When he finished the prayer, this old man lying in the bed, squeezed the deacon’s hand three times intensely, making sure that the deacon understand that though he looked unconscious, he had heard the prayer. The deacon was so moved, that he stumbled out of the room and he bumped into this middle aged woman and she said he’s been waiting for you. That’s my father. He said he didn’t want to die until he had a chance to hold the hand of Jesus one more time. I tried to tell my father that in the next life, he would have a chance to hold the hand of Jesus, but not in this life, but my father kept saying oh no, once a month, Jesus comes and holds my hand and I would just like to hold His hand one more time before I die.

I don’t know what you think, but please get this: Jesus wants you to become Jesus for other people. Jesus wants to take your life and do through you what He would do if He was in your place. That’s your calling. Will you become Jesus for somebody because you’ve been cleansed of sin and the Holy Spirit has filled you and He is using you to connect with other people in the name of Jesus Christ?

And then, not only to be what Jesus would be, but to do what Jesus would do. I have a friend, Guy Doud; he won the award as teacher of the year several years ago, of the whole country. He talks about when he was in the 8th grade. He hated himself. He was significantly overweight. And the thing that he hated most was phys ed on Friday’s when they would all get naked in the dressing room and the other boys would laugh at him. He sat in the back of the room; he hurt every moment of every day that he was in school.

Guy said, one day, one day his class was dismissed, my teacher said, Guy, I want you to remain behind. He handed me a book. He said I want you to read this poem. Guy said I’ll never forget the poem. It was the poem Casey at the Bat. Said now go back to the back of the room and read it. And Guy Doud read the poem Casey at the Bat. And when he finished, he said the teacher just sat there for a long moment, stroking his chin and said Guy, I knew it. I knew it. You are a poet. Guy Doud said I walked out of that classroom and leaned against the wall and with tears streaming down my cheeks I said, I know what I want to be when I grow up.
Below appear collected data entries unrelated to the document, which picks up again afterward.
PR #2002, opened 2026-08-21
fix(panel#1572): panel_show_media accepts audio, through the card the panel already had

### LINKED ISSUE #1572: panel_show_media: no audio support (.wav rejected) - agent cannot play generated TTS/voice takes for the user
`panel_show_media` refuses audio files: `Error: unsupported file type ".wav" (allowed: .png, .jpg, .jpeg, .gif, .webp, .mp4, .webm, .mov, .mkv, .m4v, .avi)`. In a TTS/voice-clone session (Higgs Audio v3 lines for a MiniMax H3 audio-reuse workflow) the user asked to be shown the generated speech takes ("zeig ihn mir mal"). Audio is a first-class ComfyUI output (SaveAudio, VHS_LoadAudio, TTS Audio Suite, H3 audio-video model), but the panel media card only whitelists image/video extensions.

### Steps to reproduce
1. Generate any audio (e.g. SaveAudio output or a .wav on disk).
2. Call `panel_show_media` with `{items:[{source:{path:"C:/.../take.wav"}}]}`.
3. Tool errors with the unsupported-file-type message above; there is no way to play audio for the user in the panel chat.

### Exact error (scrubbed)
`Error: unsupported file type ".wav" (allowed: .png, .jpg, .jpeg, .gif, .webp, .mp4, .webm, .mov, .mkv, .m4v, .avi): D:/Comfy/input/reuse_halo_c1.wav`

### Fix
Workaround used: wrapped each wav in an mp4 with a showwaves waveform via ffmpeg (`-filter_complex "[0:a]showwaves=..."`) and showed that — works, but is an awkward detour every agent will re-invent.
Precise change needed: extend the extension whitelist in panel_show_media's path validation with common audio types (.wav, .mp3, .flac, .ogg, .m4a) and render them as an <audio controls> card (the frontend already ships audio playback UI for VHS_LoadAudio's audiopreview widget, so a minimal audio card can reuse that). The 20-frame storyboard sampling should be skipped for audio items.

### Environment
OS: Windows 11 Pro 10.0.26200 / ComfyUI 0.33.0 (local-git) / ComfyUI FRONTEND 1.49.6 / GPU: RTX 5080 16GB / comfyui-mcp 0.52.45 / panel 0.15.32 / Backend: Claude

artokun:
Closes artokun/comfyui-mcp-panel#1572 (cross-repo — will not auto-close; I will close it by hand after merge).

## The report

`panel_show_media` refused every audio file:

```
unsupported file type ".wav" (allowed: .png, .jpg, .jpeg, .gif, .webp, .mp4, .webm, .mov, .mkv, .m4v, .avi)
```

In a TTS/voice-clone session the user asked to hear the generated speech takes and the agent could not show them. It worked around it by wrapping each `.wav` in an mp4 with an ffmpeg `showwaves` filter — which works, and which every agent will re-invent.

Filed against the panel repo; the gate is here, in `src/orchestrator/panel-tools.ts`.

## Scope: a bug fix, not a feature

A stabilization freeze is in force, so this was a real scope decision, made by execution.

**The panel already has the audio card.** panel#710 shipped all of it and it is on `main` today:

- `paintAudio(url, name)` builds a real `<audio controls>` card, excluded from the lightbox, deliberately not autoplaying;
- `AUDIO_EXTENSIONS` (`web/js/lib/media-preview.js`) is its allowlist of what `<audio>` decodes;
- `classifyShowMediaItem` already returns `"audio"` and trusts the orchestrator's own `kind` first;
- `composeShowMediaReply`'s `painterFor` already maps `audio` to `paintAudio`, counts it under `paintedByKind.audio`, emits a per-item "you cannot hear this" disclosure, and skips the video storyboard for it;
- `chat-media.js`'s `MEDIA_KINDS` already persists a card under `mkind:"audio"`.

No new media surface, renderer, transport, transcoding or waveform UI. One closed door: an extension allowlist in the orchestrator.

## Proof that audio renders with no other change

Real ffmpeg-encoded files in all eight formats, put through the **fixed orchestrator**, and the exact items it dispatched fed to the panel's **unmodified** `composeShowMediaReply` from `origin/main` (`56fd8eb0`) in headless Chromium, with `paintAudio` building a real `<audio>` element:

```
panelCommit: 56fd8eb082f92d31a777fe0a4571fa335c7bcb96   (panel origin/main, untouched)
reply:       { ok: true, count: 8, painted: 8, unconfirmed: 0, unrenderable: [], previews: [] }
elements:    8 <audio>, 0 <img>
decoded:     wav 0.400s  mp3 0.400s  flac 0.400s  ogg 0.400s
             oga 0.400s  opus 0.407s m4a 0.400s   aac 0.441s   — all 8 loadedmetadata
```

`buildVideoStoryboard` and `uploadBlobToInput` were injected as functions that throw. Never called: `previews: []`, no error. The storyboard genuinely does not run for audio.

## The extension list, and where it comes from

`.wav .mp3 .flac .ogg .oga .opus .m4a .aac` — the panel renderer's own `AUDIO_EXTENSIONS`, verbatim. The gate's job is to refuse what the card cannot present, so the card's allowlist is the authoritative answer. Cross-checked, not invented:

| source | set |
|---|---|
| panel `AUDIO_EXTENSIONS` (`web/js/lib/media-preview.js`) | wav mp3 flac ogg oga opus m4a aac |
| this repo's `upload_image action:"audio"` / `services/image-management.ts` `AUDIO_MIME` | wav mp3 flac ogg m4a aac |
| ComfyUI core `SaveAudio` / `SaveAudioMP3` / `SaveAudioOpus` / `SaveAudioAdvanced` | flac mp3 opus |
| the reporter's file, and what VHS / the TTS packs write | wav |

ComfyUI's side was read, not recalled: `comfy_api/latest/_ui.py` has `AudioSaveHelper._FORMATS = {"flac", "mp3", "opus"}` and names the file `..._00001.<format>`, so `.opus` is a **core ComfyUI output** — an allowlist without it would have shipped still refusing `SaveAudioOpus`.

**Deliberately narrower than this repo's own `AUDIO_MIME_BY_EXT`** (`src/orchestrator/audio-attachment.ts`), which also lists `webm/weba/wave/m4b/mpga/mp2`. `.webm` is **already in `VIDEO_EXTS`** here — claiming it as audio would demote an existing video card — and the rest are not in the panel's renderer set, so admitting them would widen the allowlist without widening what can be shown. There is a test pinning `.webm` as video.

## The MIME map is measured, not copied

The same failure class #811 fixed for video, and it bites harder here: a `data:` URL's declared type is the only type the browser gets, and a wrong one is refused before any decoder runs. Chromium, real files:

| ext | shipped | also tried | result |
|---|---|---|---|
| `.opus` | `audio/ogg` PASS 0.407s | `audio/opus` | FAIL `MEDIA_ELEMENT_ERROR: Unable to load URL due to content type` |
| `.flac` | `audio/flac` PASS 0.400s | `audio/x-flac` | FAIL same |
| `.wav` | `audio/wav` PASS | `audio/wave` | FAIL same |
| `.aac` | `audio/aac` PASS | `audio/aacp` | FAIL same |

`audio/opus` is exactly what this repo's `AUDIO_MIME_BY_EXT` uses for `.opus`, so copying that table would have shipped a dead card for the one format ComfyUI's own `SaveAudioOpus` writes. Both wrong values have their own named regression test.

## The three notes that had to change

Admitting a third kind is not only the `if`. The kind union became one shared type (`ShownMediaKind`) so the compiler names every consumer — it named four, and without that these would have shipped:

1. **`oversizedInlineRefusal`** had two branches and treated "not a video" as "an image", so an oversized `.wav` would have been described to the agent as displayed "at full size" with `get_image` offered as the way to *look* at it.
2. **`forwardedByReferenceNote`** would have given an audio-only batch no caveat at all.
3. The tool description now says audio is supported and that the agent cannot hear it.

These are consequences of the allowlist change, not adjacent work: without them this PR would introduce a lie it did not previously tell.

## The gate is still an allowlist

Widened by eight named extensions, not loosened. No sniffing, no denylist, no fallthrough. Tests pin the refusal for `.txt .exe .pdf .json` and — deliberately — for `.wma .aiff .mid`, which are unmistakably *audio* (this repo lists all three in `AUDIO_EXT_NOT_ENCODABLE`) and which would sail through if the gate had been loosened to "looks like audio". A refused item is refused before its bytes are read and before anything is dispatched.

## Mutation evidence

Seven mutations, each deleting part of the fix. All **applied** (verified — an anchor that does not match reads as a survivor) and all **KILLED**:

| # | mutation | verdict | killed |
|---|---|---|---|
| M1 | delete the `AUDIO_EXTS` branch — the **call site** that sets `kind` | KILLED | 21 |
| M2 | `.opus` to `audio/opus` | KILLED | 2, both named for it |
| M3 | `.flac` to `audio/x-flac` | KILLED | 2, both named for it |
| M4 | drop `.opus` from the allowlist | KILLED | 4 |
| M5 | accept anything instead of the allowlist | KILLED | 10, incl. #811's own refusal test |
| M6 | revert `oversizedInlineRefusal` to two branches | KILLED | 3 |
| M7 | revert `forwardedByReferenceNote`'s audio caveat | KILLED | 3 |

M1 is the call-site mutation specifically: a helper-level test would survive it, and it does not.

## Scope reduction, and a known limitation this ships with

This PR previously carried four more fixes plus a headless guard, all found by successive gate rounds while reviewing the audio change. **Seven rounds, seven real P1s, six of them introduced while fixing the previous one** — including the same defect class (judging a tab ADDRESS instead of the routed DESTINATION) reappearing at a second call site, in a guard written *after* the first instance was understood and fixed. That recurrence is the measurement that settled the scope question: the surrounding surface is too large to stabilise in one PR, and each round spent closing one site was a round that introduced the next.

Everything except the allowlist is filed with its evidence, and working code is preserved on `spike/1572-client-routing-audio` and `spike/1572-headless-audio-guard`:

| finding | issue |
|---|---|
| headless/mobile client cannot play audio | #2010 |
| `/view` probe asks "is it media" instead of "does it match the filename" | #2011 |
| address-vs-destination class, **both confirmed sites** | #2012 |
| `show_media` is the only mailboxable command | #2013 |
| a pre-#710 panel paints `kind:"audio"` as a broken image | #2017 |

### The limitation this ships with, stated plainly

Measured on both sides, same call, same fixture:

| | headless client + `{path:"voice.wav"}` |
|---|---|
| `origin/main` | `isError: true` — `unsupported file type ".wav"`, nothing dispatched |
| this PR | `isError: false` — dispatched as `kind:"audio"` with a `data:audio/wav` URL |

The mobile client has no audio branch (`MediaCard.build` is `if (item.isVideo) _video else _still`) and `BridgeClient` replies `{shown:true}` to any `show_media` without reading the items. So on that path **an honest refusal becomes a false success**. The user hears nothing either way; what changes is that the agent is told the take played.

It is in the changelog as a known limitation and tracked in **#2010**, which this raises from a capability gap to a live incorrect-success. I am flagging it rather than shipping it quietly. A guard for it was built, reviewed three times and pulled — every version drew a fresh P1, which is precisely the case for giving it its own PR rather than riding here.

## Browser coverage — stated honestly

**No panel code changed here, so the panel Playwright e2e suite is not a gate for this PR.** I measured it anyway (`--workers=1` → 16 failed / 62 passed of 78, 13.4 min) but it proves nothing about this change: the diff is entirely in this repo, the suite's `testIgnore` excludes the only tests that touch `show_media`, and on this rig `custom_nodes/comfyui-mcp-panel` is a symlink to the panel main checkout (`d5025cfd`), not even panel `origin/main`. The real browser evidence is the Chromium measurement above, plus `node --test browser_tests/unit/{media-preview,chat-media-persistence,media-collapse,lightbox-gallery}` — 140 passed on panel `origin/main`.

## Deliberately NOT done

- **The headless-client inline branch** is untouched — see #2010. Inlining is *not* the fix there, and the evidence is in that issue.
- **`.wma/.aiff/.mid` and friends** stay refused. They are audio, and `<audio>` cannot play them.
- **`.webm` stays video.** No attempt to disambiguate an audio-only WebM.
- **No transcoding, no waveform, no size-cap change.** `MAX_BYTES` is untouched; oversized audio takes the same reference/staging routes images and videos already take.

### DIFF
--- a/CHANGELOG.md
+++ b/CHANGELOG.md
@@ -6,6 +6,11 @@ All notable changes to this project are documented here. This project adheres to
 
 ## Unreleased
 
+### MCP
+
+#### Fixed
+- `panel_show_media` now accepts audio files through the panel's existing audio card (panel #1572).
+
 ## [0.52.68] - 2026-08-23
 
 _No user-facing changes._
--- a/CHANGELOG.md
+++ b/CHANGELOG.md
@@ -383,7 +383,6 @@ _No user-facing changes._
   reply about one item can no longer stand in for a two-item call and lose the
   second in silence. A reply whose own numbers contradict each other is reported
   as that, rather than as a short count.
-
 - **Ollama refuses audio unless the model is a verified listener (#1972).** Native
   `/api/chat` carries audio in `message.images[]`. Most models HTTP 400 (fail
   closed). `huihui_ai/gemma-4-abliterated:E4b-qat` accepts the payload and
--- a/src/__tests__/orchestrator/panel-show-media-audio-ext.test.ts
+++ b/src/__tests__/orchestrator/panel-show-media-audio-ext.test.ts
@@ -1,0 +1,186 @@
+// #1572 — panel_show_media refused audio outright:
+//   unsupported file type ".wav" (allowed: .png, .jpg, … .avi)
+// so in a TTS/voice-clone session the agent could not play the generated take
+// back to the user at all, and worked around it by wrapping each .wav in an
+// mp4 with an ffmpeg showwaves filter.
+//
+// WHAT WAS ACTUALLY MISSING WAS ONLY THIS GATE. The panel has shipped a real
+// `<audio controls>` card since #710 — paintAudio, its own AUDIO_EXTENSIONS
+// allowlist, an "audible" disclosure in the reply, and media persistence under
+// mkind:"audio" — and composeShowMediaReply already routes kind:"audio" to that
+// painter and skips the video storyboard for it. Nothing was built here; a door
+// was opened.
+//
+// THE EXTENSION SET is the panel renderer's own AUDIO_EXTENSIONS verbatim
+// (web/js/lib/media-preview.js), because the gate's job is to refuse what the
+// card cannot present. It is a superset of what this codebase already calls
+// audio (upload_image action:"audio" and services/image-management's
+// AUDIO_MIME) and of what ComfyUI's own save nodes write (AudioSaveHelper's
+// _FORMATS is {flac, mp3, opus}).
+//
+// THE MIME MAP IS MEASURED, NOT DERIVED. A `data:` URL's declared type is the
+// only type the browser gets, and a wrong one is refused before any decoder
+// runs — the same class of bug #811 fixed for video. Verified in Chromium
+// against real ffmpeg-encoded files: `.opus` as `audio/opus` (the natural
+// guess, and what this repo's own audio-attachment.ts AUDIO_MIME_BY_EXT uses)
+// FAILS with "MEDIA_ELEMENT_ERROR: Unable to load URL due to content type",
+// while `audio/ogg` decodes; `.flac` as `audio/x-flac` fails where `audio/flac`
+// decodes. That matters because .opus is a core ComfyUI SaveAudio output.
+//
+// The resolved item (with its dataUrl/mime) is never echoed back in the tool's
+// OWN reply — it is dispatched onward via `ctx.call({cmd:"show_media", items})`
+// to the panel. So verification captures the OUTBOUND call, mirroring
+// panel-show-media-video-ext.test.ts's makeCtx/calls convention exactly.
+
+import { afterAll, beforeAll, describe, expect, it } from "vitest";
+import { mkdirSync, mkdtempSync, rmSync, writeFileSync } from "node:fs";
+import { tmpdir } from "node:os";
+import { join } from "node:path";
+
+import { buildPanelToolDefs, type PanelToolCtx, type ToolResult } from "../../orchestrator/panel-tools.js";
+
+type Forwarded = Record<string, unknown>;
+
+function makeCtx(): { ctx: PanelToolCtx; calls: Forwarded[] } {
+  const calls: Forwarded[] = [];
+  const ctx = {
+    call: async (cmd: Forwarded) => {
+      calls.push(cmd);
+      return { content: [{ type: "text", text: JSON.stringify(cmd) }] } as ToolResult;
+    },
+    confirm: async () => "yes" as const,
+    bridge: { isHeadless: () => false } as unknown as PanelToolCtx["bridge"],
+    tabId: "test-tab",
+  } as PanelToolCtx;
+  return { ctx, calls };
+}
+
+async function showMedia(items: Array<Record<string, unknown>>): Promise<{ res: ToolResult; calls: Forwarded[] }> {
+  const def = buildPanelToolDefs().find((d) => d.name === "panel_show_media");
+  if (!def) throw new Error("panel_show_media not found");
+  const { ctx, calls } = makeCtx();
+  const res = (await def.handler({ items }, ctx)) as ToolResult;
+  return { res, calls };
+}
+
+const textOf = (res: ToolResult): string => res.content.map((c) => ("text" in c ? c.text : "")).join("\n");
+
+/** Exactly the panel renderer's AUDIO_EXTENSIONS (web/js/lib/media-preview.js). */
+const AUDIO_CASES: Array<[string, string]> = [
+  [".wav", "audio/wav"],
+  [".mp3", "audio/mpeg"],
+  [".flac", "audio/flac"],
+  [".ogg", "audio/ogg"],
+  [".oga", "audio/ogg"],
+  [".opus", "audio/ogg"],
+  [".m4a", "audio/mp4"],
+  [".aac", "audio/aac"],
+];
+
+/** Types that must STILL be refused — the gate is an allowlist, not a denylist,
+ *  and widening it by eight extensions must not turn it into "anything goes".
+ *  `.wma` and `.aiff` are deliberately here: they are unmistakably AUDIO (this
+ *  repo's audio-attachment.ts lists both in AUDIO_EXT_NOT_ENCODABLE), so if the
+ *  gate had been loosened to "looks like audio" rather than to a named set,
+ *  they would sail through and reach an `<audio>` element that cannot play
+ *  them. `.webm` is NOT tested as a refusal — it is already a VIDEO extension
+ *  here and must stay one. */
+const REFUSED = [".txt", ".exe", ".wma", ".aiff", ".mid", ".pdf", ".json"];
+
+let root: string;
+const paths: Record<string, string> = {};
+
+beforeAll(() => {
+  root = mkdtempSync(join(tmpdir(), "cmcp-showmedia-audioext-"));
+  mkdirSync(root, { recursive: true });
+  for (const ext of [...AUDIO_CASES.map(([e]) => e), ...REFUSED]) {
+    const p = join(root, `take${ext}`);
+    writeFileSync(p, Buffer.alloc(64)); // well under the inline cap
+    paths[ext] = p;
+  }
+});
+
+afterAll(() => {
+  rmSync(root, { recursive: true, force: true });
+});
+
+describe("#1572 audio is accepted by panel_show_media", () => {
+  it.each(AUDIO_CASES.map(([ext]) => ext))("%s is no longer refused", async (ext) => {
+    const { res } = await showMedia([{ source: { path: paths[ext] }, caption: "take 1" }]);
+    expect(res.isError).toBeFalsy();
+    expect(textOf(res)).not.toMatch(/unsupported file type/);
+  });
+
+  it.each(AUDIO_CASES)("%s is dispatched as kind:\"audio\" with mime %s", async (ext, mime) => {
+    const { res, calls } = await showMedia([{ source: { path: paths[ext] } }]);
+    expect(res.isError).toBeFalsy();
+
+    const dispatched = calls.find((c) => c.cmd === "show_media");
+    expect(dispatched, "no show_media command was dispatched to the panel").toBeTruthy();
+    const items = dispatched!.items as Array<{ kind?: string; dataUrl?: string }>;
+    expect(items).toHaveLength(1);
+    // The panel's classifyShowMediaItem trusts the orchestrator's own `kind`
+    // FIRST, and painterFor.audio is paintAudio — so this string is what routes
+    // the file to an <audio> element instead of a broken <img> (#710).
+    expect(items[0].kind).toBe("audio");
+    expect(items[0].dataUrl).toBeTruthy();
+    expect(items[0].dataUrl!.startsWith(`data:${mime};base64,`)).toBe(true);
+  });
+
+  // The two entries a table-copy would have got wrong, pinned individually so a
+  // future "tidy this up against AUDIO_MIME_BY_EXT" cannot silently re-break the
+  // one audio format ComfyUI's own SaveAudioOpus writes.
+  it("does NOT label .opus as audio/opus — Chromium refuses that content type", async () => {
+    const { calls } = await showMedia([{ source: { path: paths[".opus"] } }]);
+    const items = (calls.find((c) => c.cmd === "show_media")!.items) as Array<{ dataUrl?: string }>;
+    expect(items[0].dataUrl!.startsWith("data:audio/opus;")).toBe(false);
+  });
+
+  it("does NOT label .flac as audio/x-flac — Chromium refuses that content type", async () => {
+    const { calls } = await showMedia([{ source: { path: paths[".flac"] } }]);
+    const items = (calls.find((c) => c.cmd === "show_media")!.items) as Array<{ dataUrl?: string }>;
+    expect(items[0].dataUrl!.startsWith("data:audio/x-flac;")).toBe(false);
+  });
+});
+
+describe("#1572 the gate is still an allowlist — both directions", () => {
+  it.each(REFUSED)("%s is still refused", async (ext) => {
+    const { res, calls } = await showMedia([{ source: { path: paths[ext] } }]);
+    expect(res.isError).toBe(true);
+    expect(textOf(res)).toMatch(
+      new RegExp(`unsupported file type "\\${ext}"`),
+    );
+    // Refused BEFORE anything is dispatched — a refusal that still painted
+    // would be no gate at all.
+    expect(calls.find((c) => c.cmd === "show_media")).toBeFalsy();
+  });
+
+  it("the refusal names the audio extensions too, so the caller can act on it", async () => {
+    const { res } = await showMedia([{ source: { path: paths[".txt"] } }]);
+    const text = textOf(res);
+    for (const [ext] of AUDIO_CASES) expect(text).toContain(ext);
+    // …without losing what it already allowed.
+    expect(text).toContain(".png");
+    expect(text).toContain(".mov");
+  });
+});
+
+describe("#1572 .webm stays a VIDEO", () => {
+  // audio-attachment.ts's AUDIO_MIME_BY_EXT maps webm/weba to audio/webm.
+  // Copying that table wholesale would have re-classified an extension this
+  // tool has treated as video since #811, turning an existing video card into
+  // an audio player. The audio set is deliberately the panel renderer's, not
+  // that one.
+  it("is dispatched as video/webm, not audio/webm", async () => {
+    const p = join(root, "clip.webm");
+    writeFileSync(p, Buffer.alloc(64));
+    const { res, calls } = await showMedia([{ source: { path: p } }]);
+    expect(res.isError).toBeFalsy();
+    const items = (calls.find((c) => c.cmd === "show_media")!.items) as Array<{
+      kind?: string;
+      dataUrl?: string;
+    }>;
+    expect(items[0].kind).toBe("video");
+    expect(items[0].dataUrl!.startsWith("data:video/webm;base64,")).toBe(true);
+  });
+});
--- a/src/__tests__/orchestrator/panel-show-media-oversized.test.ts
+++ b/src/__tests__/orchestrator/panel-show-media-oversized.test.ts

I want to be an English teacher. A boy’s life was changed because a teacher did for a boy what Jesus would do if Jesus had been in that teacher’s place.
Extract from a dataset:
PR #2005, opened 2026-08-21
fix(1999): a drained ComfyUI-Manager queue is not a completed one — report what the task actually did

### LINKED ISSUE #1999: Panel sync hides failed Manager tasks behind incoherent drained-queue counts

Are you willing to become Jesus for somebody? Are you willing to let Him take hold of you and use me, Lord, use me, God, use me, take me, fill me, break me, change me, cleanse me, use me. Let me tell you this: you can’t do what Jesus expects you to do because you simply will to do it. Jesus said, “Without Me, you can do nothing.” So do you want to feel the love of God? Do you want to go through that process of affirmation and self examination that I was talking about? And most of all, do you want to become what Jesus wants you to be? And do what Jesus wants you to be and do and do in the world what He would have you do? Then you have to invite Him into your life. And in the prayer that I pray now, I want you to do that. Pray with me. Pray with me.

Father God, there are people here that believe in You. That’s why they’ve come. But they need more than just believing in You. I pray that this morning these in the church and those that are out in the listening audience might say I not only want to believe in Jesus, I want to go to that still place, that quiet place alone, and I want to surrender myself and feel His love. And allow Him to examine the life that I’m living. And then empower me to be and to do His good pleasure. With your heads bowed, and eyes closed, would you surrender to Jesus? In His name we pray, amen.